STdGCN: spatial transcriptomic cell-type deconvolution using graph convolutional networks

Spatial Transcriptomics deconvolution using Graph Convolutional Networks (STdGCN) is a graph-based deep learning framework that leverages cell type profiles learned from single-cell data to deconvolve the cell type mixtures of spatial transcriptomics data. The manuscript of this software is now available on biorXiv (https://www.biorxiv.org/content/10.1101/2023.03.10.532112v1) [1].

Requirements

torch == 1.11.0
numpy == 1.21.6
pandas == 1.3.5
scanpy == 1.9.1
matplotlib == 3.5.1
scipy == 1.7.3
tqdm == 4.64.0
sklearn == 1.0.2
scanorama == 1.7.2
random
pickle
time
math
copy

The example dataset

The included spatial transcriptomic (ST) dataset is from Zhu et al. [2], which includes a seqFISH+ slice from the sub-ventricular zone (SVZ) of a mouse somatosensory (SS) region. The resolution of this dataset is single cell-level. We resampled the cells into multiple square pixel areas. Cells within each square pixel area were merged into a synthetic spot. We chose the 200 × 200 square pixel area for resampling. Spots with cells less than two were discarded. The raw single-cell ST data was also used as the single cell reference. All example data files are stored in “./data”

Run STdGCN

A complete guide for running cell type deconvolution using STdGCN can be found in “Toturial.ipynb” and “Toturial.py”, including the detailed introductions and annotations of using STdGCN.

Input files

• sc_data.tsv: The expression matrix of the single cell reference data with cells as rows and genes as columns.
• sc_label.tsv: The cell-type annotation of sincle cell data. The table should have two columns: The cell barcode/name and the cell-type annotation information.
• ST_data.tsv: The expression matrix of the spatial transcriptomics data with spots as rows and genes as columns.
• coordinates.csv: The coordinates of the spatial transcriptomics data.

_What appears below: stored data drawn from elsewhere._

Issue #358, opened 2025-07-04
[Bug]: `importDynamic` parser flag should respect `importFunctionName`


fi3ework:
### Version

```sh
0.0.5
```

### Details

should not skipping the parser hook by using `importDynamic`, but rather using an early hook to simply respect `importFunctionName`.

### Reproduce link

Rslib test

### Reproduce Steps

Check out Rslib output `tests/dist/.rstest-temp/integration_bundle-false_index~test~ts.js`

PR #1210, opened 2026-04-28
feat(core): resolve dynamic imports against source module origin

### LINKED ISSUE #1207: [Bug]:  Dynamic `import()` with template literal resolves relative path against test file instead of source module
### Version

```sh
System:
    OS: macOS 26.4.1
    CPU: (8) arm64 Apple M1 Pro
    Memory: 225.70 MB / 16.00 GB
    Shell: 5.9 - /bin/zsh
  Browsers:
    Edge: 147.0.3912.86
    Safari: 26.4
  npmPackages:
    @rstest/core: ^0.9.9 => 0.9.9
```

## Description

When a bundled dependency contains a dynamic `import()` with a template literal (e.g., `` import(`./translations/${locale}/strings.json`) ``), rstest resolves the relative path against the **test file's location** instead of the **source module's location**. This causes `ERR_MODULE_NOT_FOUND` for files that exist in the dependency but not next to the test file.

This is a common pattern for i18n/localization — loading locale-specific JSON at runtime — and is a migration blocker from Jest for monorepos that use it.

## Reproduction

A dependency exports a function that does a dynamic import with a template literal:

```js
// lib-a/index.js
export const fetchStrings = (locale) =>
  import(`./translations/${locale}/strings.json`);
```

```json
// lib-a/translations/en-us/strings.json
{ "greeting": "Hello" }
```

A test in a different package imports and calls it:

```js
// app-b/src/app.test.js
import { fetchStrings } from 'lib-a';

test('fetchStrings resolves the JSON from lib-a', async () => {
  const strings = await fetchStrings('en-us');
  expect(strings.greeting).toBe('Hello');
});
```

### Failing e2e test

I've prepared a branch with a failing e2e test that follows the existing `e2e/externals/` conventions:

**Branch:** [`fix/dynamic-import-relative-path-e2e`](https://github.com/christiango/rstest/tree/fix/dynamic-import-relative-path-e2e)
**Diff:** [`main...fix/dynamic-import-relative-path-e2e`](https://github.com/christiango/rstest/compare/main...fix/dynamic-import-relative-path-e2e)

To run it locally:
```bash
git remote add christiango https://github.com/christiango/rstest.git
git fetch christiango fix/dynamic-import-relative-path-e2e
git checkout christiango/fix/dynamic-import-relative-path-e2e
pnpm install
cd e2e && pnpm rstest run externals/dynamicImportRelative.test.ts
```

## Expected behavior

`./translations/en-us/strings.json` resolves relative to `lib-a/index.js` (the module containing the `import()` call), finding `lib-a/translations/en-us/strings.json`.

## Actual behavior

rstest resolves the path relative to the **test file** (`app-b/src/app.test.js`), producing:

```
Error: Cannot find module '.../app-b/src/translations/en-us/strings.json'
    imported from .../node_modules/@rstest/core/dist/0~loadEsModule.js
```

## Root cause analysis

This appears to be a **known issue** — there's a TODO comment in the source at [`packages/core/src/runtime/worker/loadEsModule.ts` line 105](https://github.com/web-infra-dev/rstest/blob/main/packages/core/src/runtime/worker/loadEsModule.ts#L105):

```ts
// TODO: use module path instead of testPath
import.meta.resolve(specifier, pathToFileURL(testPath));
```

When `defineRstestDynamicImport` encounters a relative specifier that isn't in `assetFiles` (which is the case for template-literal dynamic imports since rspack can't statically resolve them), it falls back to `import.meta.resolve(specifier, pathToFileURL(testPath))`. This resolves the path relative to the **test file** instead of the **originating dependency module**.

Because rspack bundles everything into a single file, the originating module's identity is lost by the time the dynamic import runs at runtime. The `importModuleDynamically` callback's `_referencer` parameter points to the single bundle module, not the original source file that contained the `import()` call. So a straightforward fix using the referencer won't work — the resolution context would need to be preserved through the bundling step, likely via rspack's context module handling for template-literal imports.

**Key source locations:**
- `defineRstestDynamicImport` fallback: [`loadEsModule.ts` L100-106](https://github.com/web-infra-dev/rstest/blob/main/packages/core/src/runtime/worker/loadEsModule.ts#L100-L106)
- `importModuleDynamically` callback: [`loadEsModule.ts` L278-289](https://github.com/web-infra-dev/rstest/blob/main/packages/core/src/runtime/worker/loadEsModule.ts#L278-L289)

### Reproduce link

https://github.com/christiango/rstest/compare/main...fix/dynamic-import-relative-path-e2e)

### Reproduce Steps

git remote add christiango https://github.com/christiango/rstest.git
git fetch christiango fix/dynamic-import-relative-path-e2e
git checkout christiango/fix/dynamic-import-relative-path-e2e
pnpm install
cd e2e && pnpm rstest run externals/dynamicImportRelative.test.ts

fi3ework:
## Summary

`RstestPlugin` now sets `injectDynamicImportOrigin: true`, and `defineRstestDynamicImport` (ESM + CJS) handles the third `origin` arg that rspack's matching rewrite (web-infra-dev/rspack#13849) appends to rewritten `import()` calls.

- `import.meta.resolve` uses `origin ?? testPath` as the base, so a template-literal `import()` inside a bundled dep resolves against the dep's own directory instead of the test entry's.
- When `origin` is set, the runtime returns Node's raw Module Namespace Object directly. The existing CJS interop `Proxy` is bypassed on this path: it doesn't define `ownKeys`, so `Object.keys(ns)` would miss `default` — observably different from the `SyntheticModule` namespace that string-literal `import()` produces today. String-literal specifiers and the vm `importModuleDynamically`/`link` callbacks (no `origin`) keep their existing interop path.

Fixes #1207.

## Companion change

Depends on **web-infra-dev/rspack#13849**. Until `@rspack/core` ships the option, the call-site rewrite is a no-op and the new e2e is `it.todo`. A single `@ts-expect-error` next to `injectDynamicImportOrigin: true` bridges the TS-level mismatch — when rspack ships the new binding type, that comment will error out and force removal.

## Test plan

- [x] `pnpm --filter @rstest/core test`
- [x] `pnpm --filter @rstest/core typecheck`, `pnpm typecheck`, `pnpm lint`
- [x] e2e externals — existing tests pass; new e2e is `it.todo` so CI isn't blocked
- [ ] After web-infra-dev/rspack#13849 ships: bump `@rspack/core`, switch e2e to `it`, drop the `@ts-expect-error`

Refs #1207, #358

### DIFF
--- a/e2e/dom/fixtures/package.json
+++ b/e2e/dom/fixtures/package.json
@@ -12,7 +12,7 @@
     "react-dom": "^19.2.5"
   },
   "devDependencies": {
-    "@rsbuild/core": "^2.0.3",
+    "@rsbuild/core": "^2.0.5",
     "@rsbuild/plugin-react": "^2.0.0",
     "@testing-library/dom": "^10.4.1",
     "@testing-library/jest-dom": "^6.9.1",
--- a/e2e/externals/dynamic-import-interop/babelStyle.cjs
+++ b/e2e/externals/dynamic-import-interop/babelStyle.cjs
@@ -1,0 +1,7 @@
+// Babel/TSC-style CJS: `__esModule: true` plus an explicit `exports.default`.
+// User contract: `import x from 'lib'` should give the inner default value
+// (not the whole `module.exports`).
+'use strict';
+Object.defineProperty(exports, '__esModule', { value: true });
+exports.a = 'world';
+exports.default = () => 'hello';
--- a/e2e/externals/dynamic-import-interop/plain.cjs
+++ b/e2e/externals/dynamic-import-interop/plain.cjs
@@ -1,0 +1,6 @@
+// Plain CJS without `__esModule`. User contract: `default` should be the
+// whole `module.exports`; named exports may be reachable via lexer detection
+// or default-fallback.
+'use strict';
+exports.foo = 'foo';
+exports.bar = 'bar';
--- a/e2e/externals/dynamic-import-interop/webpackStyle.cjs
+++ b/e2e/externals/dynamic-import-interop/webpackStyle.cjs
@@ -1,0 +1,7 @@
+// Webpack/rspack-style CJS bundle: `__esModule: true` is stamped via
+// `Object.defineProperty`, named exports are mirrored onto `exports`. This
+// is the rslib eco-ci format-snapshot shape.
+'use strict';
+Object.defineProperty(exports, '__esModule', { value: true });
+exports.bar = 'bar';
+exports.foo = 'foo';
--- a/e2e/externals/dynamic-import-origin/index.js
+++ b/e2e/externals/dynamic-import-origin/index.js
@@ -1,0 +1,5 @@
+// Template-literal dynamic import. Without `injectDynamicImportOrigin`,
+// rstest used to resolve the relative specifier against the test entry,
+// which sits in a different directory and does not contain `./translations`.
+export const fetchStrings = (locale) =>
+  import(`./translations/${locale}/strings.json`);
--- a/e2e/externals/dynamic-import-origin/translations/en-us/strings.json
+++ b/e2e/externals/dynamic-import-origin/translations/en-us/strings.json
@@ -1,0 +1,1 @@
+{ "greeting": "Hello" }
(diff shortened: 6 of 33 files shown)


fi3ework:
@codex review

fi3ework:
@codex review

PR #1171, opened 2026-04-14
feat(pool): replace tinypool with self-owned worker pool

fi3ework:
## Summary

Replace tinypool with a self-owned three-layer worker pool for full control over worker spawn, communication, error handling, and lifecycle management.

**Motivation:**

As rstest's user base grows and usage scenarios become more complex, we need deeper customization of the worker lifecycle — requirements that go beyond what tinypool was designed to provide as a general-purpose pool library. Specifically:

- Precise control over IPC send behavior during worker shutdown, with cross-platform error handling (#1142)
- A structured crash reporting channel instead of relying solely on stderr output (#1033)
- Built-in per-task stderr attribution so crash output enters the reporter rather than printing directly to the terminal (#956)
- First-class APIs for spawn events and worker identity, rather than depending on internal fields
- Spawn-on-demand lazy creation strategy, paving the way for memory-aware worker creation (#1160)

To meet these needs, we had accumulated several adaptation layers: `stderrCapture.ts` (328 lines), `workerMeta.ts` (51 lines), tinypool internal field access, and message filtering. As customization requirements continue to grow, a self-owned pool is the more sustainable path forward.

**Architecture:**

Three-layer design:

- **`Pool`** — Scheduling layer: max/min worker management, slot queuing, close drain
- **`PoolRunner`** — State machine layer: `IDLE → STARTING → STARTED → STOPPING → STOPPED`, birpc wiring, crash attribution (`crashed` / `isUsable()`), operation lock serialization
- **`ForksPoolWorker`** — Transport layer: `child_process.fork`, built-in stderr capture, IPC error tolerance

**Changes overview:**

- Added `pool.ts`, `poolRunner.ts`, `poolWorker.ts`, `protocol.ts`, `forksPoolWorker.ts`
- Removed `forks.ts`, `stderrCapture.ts`, `workerMeta.ts` and their adaptation logic
- Refactored worker entry: extracted `runInPool.ts`, simplified `worker/index.ts` to lifecycle bootstrap
- Removed `tinypool` dependency

**Acknowledgements:**

Thanks to tinypool for providing a stable and reliable worker pool foundation during rstest's early development, allowing us to focus on building the testing framework itself. This replacement is not a reflection of any shortcoming in tinypool — rather, rstest's worker lifecycle customization needs have grown beyond the scope of a general-purpose pool library.

## Test plan

[...]

PR #1216, opened 2026-04-30
fix(pool): restore stderr truncation and settle wait lost in #1171

fi3ework:
### Background

PR #1171 replaced tinypool with a self-owned worker pool and deleted `stderrCapture.ts`, internalizing its behavior into `ForksPoolWorker` and `PoolRunner`. Two behaviors from #956 were lost in the process: message-level stderr truncation (64 KB cap with head/tail marker) and a settle wait that lets pending stderr `data` events drain before reading the buffer on worker exit.

### Implementation

- Add `formatCapturedStderr` to `poolRunner.ts` — truncates stderr to 64 KB in error messages using head/tail halves with a `[truncated N bytes of stderr]` marker, matching the old `stderrCapture.ts` behavior.
- Add `waitForStderrSettle()` to the `PoolWorker` interface and `ForksPoolWorker` — waits for stderr stream `close` or a 200 ms timeout before the rejection path reads the buffer, closing the race window between the `exit` event and pending `data` callbacks.
- `rejectCurrentTaskWithStderr` now defers rejection through `waitForStderrSettle()` so crash output written immediately before `process.exit()` is captured.

### User Impact

Worker crash error messages are now bounded at ~64 KB instead of up to 1 MB, and stderr written right before a crash is less likely to be silently dropped.

## Related Links

- #1171 — pool rewrite that introduced the regression
- #956 — original fix that added stderr capture for crash diagnostics

## Checklist

### DIFF
--- a/packages/core/src/pool/poolRunner.ts
+++ b/packages/core/src/pool/poolRunner.ts
@@ -13,6 +13,19 @@ import type { PoolTask } from './types';
 
 const WORKER_START_TIMEOUT_MS = 90_000;
 const WORKER_STOP_TIMEOUT_MS = 60_000;
+const MAX_STDERR_MESSAGE_BYTES = 64 * 1024;
+
+function formatCapturedStderr(text: string): string {
+  const bytes = Buffer.byteLength(text);
+  if (bytes <= MAX_STDERR_MESSAGE_BYTES) {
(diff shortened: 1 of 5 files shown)


fi3ework:
@codex review

PR #1224, opened 2026-05-06
feat: support silent logs

9aoy:
## Summary

This PR adds support for `silent` test logs, including `silent: 'passed-only'`, so intercepted console output can be suppressed or replayed only for failed tasks. It also keeps `silent` working when `disableConsoleIntercept` is enabled, while preserving the expected behavior that `onConsoleLog` and `printConsoleTrace` stay disabled on that path.

 `silent` 
- **Type:** `boolean | 'passed-only'`
- **Default:** `false`
- **CLI:** `--silent [value]`

Silence intercepted console output from tests.

- Set `true` to hide all intercepted console logs.
- Set `'passed-only'` to keep intercepted logs only for failed files, suites, and test cases.

## Example

When `silent` is set to `'passed-only'`, console logs from passing tasks are buffered and discarded, while logs from failed tasks are replayed with the failure output.

```ts title="example.test.ts"
import { describe, expect, it } from '@rstest/core';

describe('math', () => {
  it('passes', () => {
    console.log('pass log');
    expect(1 + 1).toBe(2);
  });

  it('fails', () => {
    console.log('fail log');
    expect(1 + 1).toBe(3);
  });
});
```

Only `fail log` will be printed.

## Related Links

None.

## Checklist


9aoy:
@codex review

packages/browser/src/client/entry.ts
```diff
@@ -611,15 +633,39 @@ const run = async () => {
...
+        });
+        workerState.currentTask = taskStack[taskStack.length - 1];
         dispatchRunnerLifecycle('case-start', test);
       },
       onTestCaseResult: async (result) => {
+        if (taskStack[taskStack.length - 1]?.taskId === result.testId) {
+          taskStack.pop();
+          workerState.currentTask = taskStack[taskStack.length - 1];
+        }
         if (result.status === 'fail') {
```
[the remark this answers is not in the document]
9aoy: @copilot apply changes based on [this feedback](https://github.com/web-infra-dev/rstest/pull/1224#discussion_r3194553317)

website/docs/zh/config/test/silent.mdx
fi3ework, line 1: `silent.mdx` doesn't mention `disableConsoleIntercept` at all, while `disable-console-intercept.mdx` already references `silent`. Given the PR explicitly supports the combined case (there's dedicated e2e coverage for `--silent=passed-only --disableConsoleIntercept`), it'd be good to add a short section to `silent.mdx` describing how the two configs interact, so the cross-reference is symmetric.

website/docs/zh/guide/migration/vitest.mdx
```diff
@@ -124,6 +124,7 @@ Vitest 配置文件中使用的 helper 可以对应到 `@rstest/core` 导出的
...
 | `includeTaskLocation`         | [`includeTaskLocation`](/config/test/include-task-location)                                    |                                                                                                                                                                                                                                                                                                                                                                                                                                                         |
+| `silent`                      | [`silent`](/config/test/silent)                                                                | 与 Vitest 一样支持 `boolean \\                                                                                                                                                                                                                                                                                                                                                                                                                          | 'passed-only'`，用于控制被拦截的测试 console 输出。 |
```
fi3ework: weird `\\`

packages/core/src/pool/index.ts
fi3ework: should use `getFileTaskId` now.

fi3ework (approved):

PR #1239, opened 2026-05-11
feat(browser-react): add React 17 entry via `@rstest/browser-react/react17`

fi3ework:
### Background

`@rstest/browser-react` statically imports `react-dom/client`, which does not exist under React 17. React 17 users hit a hard resolution error today and have no workable entry point.

### Implementation

- Extract a shared `createRenderApi` factory so `render` / `renderHook` / `cleanup` are reused across React majors.
- Add new entries `@rstest/browser-react/react17` (auto-cleanup) and `@rstest/browser-react/react17/pure`, mounting via `ReactDOM.render` / `unmountComponentAtNode` and pulling `act` from `react-dom/test-utils`.
- Detect `React.unstable_act` so the default entry also keeps working under React 18.0–18.2.

### User Impact

React 17 projects can now use `@rstest/browser-react/react17` without bundler configuration. React 18+ users are unaffected (default entry is unchanged).

## Checklist

### DIFF
--- a/e2e/browser-mode/browserReact17.test.ts
+++ b/e2e/browser-mode/browserReact17.test.ts
@@ -1,0 +1,15 @@
+import { describe, expect, it } from '@rstest/core';
+import { runBrowserCli } from './utils';
+
+describe('browser mode - @rstest/browser-react (React 17)', () => {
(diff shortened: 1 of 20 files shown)


fi3ework:
close until we decide to do it in the future.

PR #1248, opened 2026-05-12
ci: split PR baseline and cron supplemental e2e coverage

fi3ework:
### Background

The e2e matrix currently fires too many jobs on every PR — all three scripts (`test`, `test:commonjs`, `test:no-isolate`) run across every PR node combination, costing 10 jobs even for trivial changes. The intended shape is a fast baseline on every PR, the full supplemental sweep on every merge to `main`, and the same full sweep as a final gate on release PRs.

Per @9aoy's feedback: a nightly cron's failure surfaces too late. Folding the supplemental sweep into the push-to-`main` trigger keeps the PR matrix tight while still catching any regression the baseline misses, with timely notification on merge.

### Implementation

Drive all three axes off `github.event_name` and a new `prepare.outputs.is_release_pr` (matched via `startsWith(github.event.pull_request.title, 'release:')`):

```plaintext
trigger      | node_version | test_script                  | exclude
-------------+--------------+------------------------------+-----------
PR (regular) | [20, 24]     | [test]                       | -
push to main | [20, 22, 24] | [test, commonjs, no-isolate] | test × 22
release PR   | [20, 22, 24] | [test, commonjs, no-isolate] | test × 22
```

- PR (regular): 4 jobs (baseline `test` only) — down from 10.
- push to main: 16 jobs (union — `test` × Node 22 excluded so the baseline footprint matches the PR matrix).
- release PR: same matrix as push, runs as a pre-merge gate.
- The `schedule:` trigger and its conditional branches in `lint` / `ut` / `e2e` are removed; push-to-`main` is now the single supplemental trigger.
- Note inlined near the matrix: Node 20 + `test:no-isolate` can hit upstream vm native crashes under worker reuse; tolerated on push / release-PR runs.

### User Impact

None — internal CI cost reduction and notification-latency improvement. PR e2e job count: 10 → 4. Supplemental regression coverage moves from "next nightly cron" to "immediately on merge to main".

## Validation

Scoped to the workflow YAML file — no runtime/test source touched. Full build/test/e2e suites skipped as not applicable. `prettier --check` passes on the file.

## Checklist

### DIFF
--- a/.github/workflows/test.yml
+++ b/.github/workflows/test.yml
@@ -160,8 +160,10 @@ jobs:
       matrix:
         # run ut in macOS, as SWC cases will fail in Ubuntu CI
         os: [macos-14, windows-latest]
-        node_version: ${{ fromJson(github.event_name == 'schedule' && '["20","22","24"]' || '["20","24"]') }}
-        test_script: ${{ fromJson(github.event_name == 'schedule' && '["test:commonjs","test:no-isolate"]' || '["test"]') }}
+        node_version: ${{ fromJson((github.event_name == 'schedule' || startsWith(github.event.pull_request.title, 'release:')) && '["20","22","24"]' || '["20","24"]') }}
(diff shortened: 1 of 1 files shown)


9aoy:
What if the full test is triggered when the **main** pushed? I'm afraid we won't receive the notification in time during the scheduled task.

9aoy (approved):

PR #77, opened 2018-11-04
Setup continuous deployment

### LINKED ISSUE #24: Setup deployment/continuous delivery
Set up the very basics of deployment, probably with AWS EC2/DynamoDb, so that we can begin deploying after every pull request.

rwblickhan:
# Pull Request

## Description

Fix up the Dockerfile and create a Flask instance that for now serves a simple status page. This is being continuously deployed with [Inertia](https://github.com/ubclaunchpad/inertia).

## Testing

I've tested this by explicitly setting Inertia to deploy this branch and it seems to work, though it's now been reset to deploy the master branch (which should occur automatically once this is merged). Once it's deployed again I _believe_ the status page should show up at http://ec2-35-175-145-150.compute-1.amazonaws.com:5000.

## Ticket(s)

Closes #24

### DIFF
--- a/.gitignore
+++ b/.gitignore
@@ -4,3 +4,4 @@
 *.pyc
 __pycache__/
 .env
+DynamoDB/
--- a/Dockerfile
+++ b/Dockerfile
@@ -7,10 +7,10 @@ WORKDIR /app
 COPY . /app
 
 # Install everything
-RUN apt-get update && apt-get install -y rubygems
+RUN apt-get update
 RUN pip install pipenv
 RUN pipenv install
-RUN gem install mdl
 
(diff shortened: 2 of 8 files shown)


rwblickhan:
What instructions do you think are missing? I was intending the scripts to serve as documentation - you just run `docker_build.sh` and then you can run `docker_run_local.sh`, though seeing as how it will ultimately require events from Slack that won't do much (we could definitely look into better ways to test - it's possible Inertia would allow us to have multiple branches deploying at the same time and we could set up a proxy to copy Slack events to each, or something like that - but that would be significantly more work).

The table should have three columns: Spot barcode/name, X axis (column name 'x'), and Y axis (column name 'y').
• marker_genes.tsv [optional]: The gene list used to run STdGCN. Each row is a gene and no table header are permitted.
• ST_ground_truth.tsv [optional]: The ground truth of ST data. The data should be transformed into the cell type proportions.

Output files

• pseudo_ST.pkl: The pseudo-spots information.
• marker_genes.tsv: Selected cell type marker genes for training.
• model_parameters: The saved deep learning parameters for STdGCN.
• Loss_function.jpg: The curves to display the loss changes of training, validating, and test (if ST_ground_truth.tsv is provided) datasets.
• predict_result.csv: The predicted cell type proportions for the ST data.
• results.h5ad: The predicted cell type proportions for the ST data.
• predict_results_pie_plot.jpg: The pie plot visualization of the predicted ST data.
• [cell type name].jpg: The scatter plots show the predicted proportions of each cell type in the ST map.

References

[1] Li, Y, Luo, Y. STdGCN: accurate cell-type deconvolution using graph convolutional networks in spatial transcriptomic data. bioRxiv, 2023.2003.2010.532112 (2023).
[2] Zhu Q, Shah S, Dries R, Cai L, Yuan GC. Identification of spatially associated subpopulations by combining scrnaseq and sequential fluorescence in situ hybridization data. Nat Biotechnol 2018.